Уснуть больше не удалось, бороться одной с одиночеством было не под силу. Мне требовалось вновь обрести убежище в объятиях Керка, даже если бы пришлось умолять его об этом. Гордость теперь ничего не значила. Я прокралась наверх по темному дому и поскреблась в его дверь.

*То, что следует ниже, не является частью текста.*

PR #281, opened 2019-01-29
Add stringifyBody middleware

ciacka:
I did simple middleware to stringify response's body.


theburningmonk:
@lmammino I'm in favour of a more general purpose response body serializer too. HTTP has a rich content negotiation mechanism, for the core I'd like something that respects that content negotiation protocol and apply the appropriate serialization.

Керк отворил дверь в ту же секунду, как будто знал, что я приду. Мы стояли на пороге, молча глядя друг на друга. Не говоря ни слова, он шагнул вперед и обнял меня. Мне не пришлось просить его об этом. Его тело, прижавшееся к моему, вопрошало, и я позволила моей плоти ответить. Он понес меня на бесконечное расстояние, до кровати, и ощущение покоя и безопасности, охватившее меня впервые в нашем лесном храме, вернулось ко мне опять, окутав меня блаженным покровом, разогнав мои страхи.
Спустя долгое время, вероятно, часы, Керк произнес мое имя.
— Все хорошо, дорогой, — сказала я. — Тебе не нужно что-то говорить. Я пойму. Мне достаточно просто быть с тобой.
— Я хочу сказать тебе это. Я люблю тебя.
— Тебе не нужно было говорить об этом. Я рада, что ты сказал, но в этом не было необходимости.
— Я не мог удержаться. Мне хотелось сделать это со вчерашней ночи.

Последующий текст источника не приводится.